→ Exercise description
Report back every line from the entries below in which the word "json" occurs.

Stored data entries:
================

PR #3904, opened 2021-04-01
Update prisma_pan.json

csestito:
Update Prisma for API Docs JS

# Pull request motivation(s)

### DIFF
--- a/configs/prisma_pan.json
+++ b/configs/prisma_pan.json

================

→ Reply to the exercise
Update prisma_pan.json
--- a/configs/prisma_pan.json
+++ b/configs/prisma_pan.json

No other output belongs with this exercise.